The facility, which Adidas calls a “Speedfactory,” will be a more than 74,000-square-foot production factory with a focus on running footwear, expected to be fully functional in the second half of 2017. Adidas says the new factory is targeting production of 50,000 pairs of shoes in 2017—a relatively small run considering Adidas makes around 300 million pairs of shoes each year. The company hopes to produce half a million pairs of shoes over the mid-term, though it declined to provide a specific timeline to achieve that goal.
Adidas—the world’s second-largest sportswear maker—says that by opening a U.S. facility it will shorten shipping distances and churn out performance goods at a faster pace for a local market. The U.S. Speedfactory will create around 160 jobs.
Last year, the company opened a Speedfactory in the Bavarian town of Ansbach, Germany, which is expected to begin large-scale production next year. Adidas had previously indicated it would also open a location in the U.S. but didn’t share where it would be located until Wednesday.

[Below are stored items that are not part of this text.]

PR #1396, opened 2023-11-22
Metric stress test with unsorted attributes.

KallDrexx:
## Changes

To better account for sorting cost, don't pass in attributes pre-sorted, as that's unlikely to be done in real applications.  Likewise, add a fourth attribute for better sorting accountability.

### DIFF
--- a/stress/src/metrics.rs
+++ b/stress/src/metrics.rs
@@ -13,9 +13,8 @@ lazy_static! {
     static ref PROVIDER: SdkMeterProvider = SdkMeterProvider::builder()
         .with_reader(ManualReader::builder().build())
         .build();
-    static ref ATTRIBUTE_VALUES: [&'static str; 10] = [
-        "value1", "value2", "value3", "value4", "value5", "value6", "value7", "value8", "value9",
-        "value10"
+    static ref ATTRIBUTE_VALUES: [&'static str; 6] = [
+        "value1", "value2", "value3", "value4", "value5", "value6"
     ];
     static ref COUNTER: Counter<u64> = PROVIDER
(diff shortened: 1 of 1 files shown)


cijothomas:
> as that's unlikely to be done in real applications.

mm..Maybe we should ask users to do that to get maximum performance? It won't be enforced, so we can accept in unsorted order and do the sorting inside.. 
Sorting of attributes is still a perf-concern, and we need to solve it. OTel-cpp and OTel-dotnet has solved it (in diff. ways), so we should steal/copy-ideas-inspirations and do whatever it takes to fix the perf issue arising due to sorting!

“For years our industry has been playing by the same rules manufacturing product remotely in Asia,” said Adidas Group executive board member Eric Liedtke. But with a design studio in Brooklyn and an upcoming factory in Atlanta, Liedtke says Adidas is able to “make product for the consumer, with the consumer, where the consumer lives in real time.”
Adidas isn’t alone in moving more toward producing goods locally.
Baltimore-based Under Armour (UA) earlier this summer unveiled plans to open a 35,000-square-foot facility called the UA Lighthouse in Baltimore, which will be a center for manufacturing and design. In a recent interview with CNN, Under Armour CEO Kevin Plank said that the hope was that engineers and designers would find “better ways” to operate so the company could bring manufacturing back from overseas.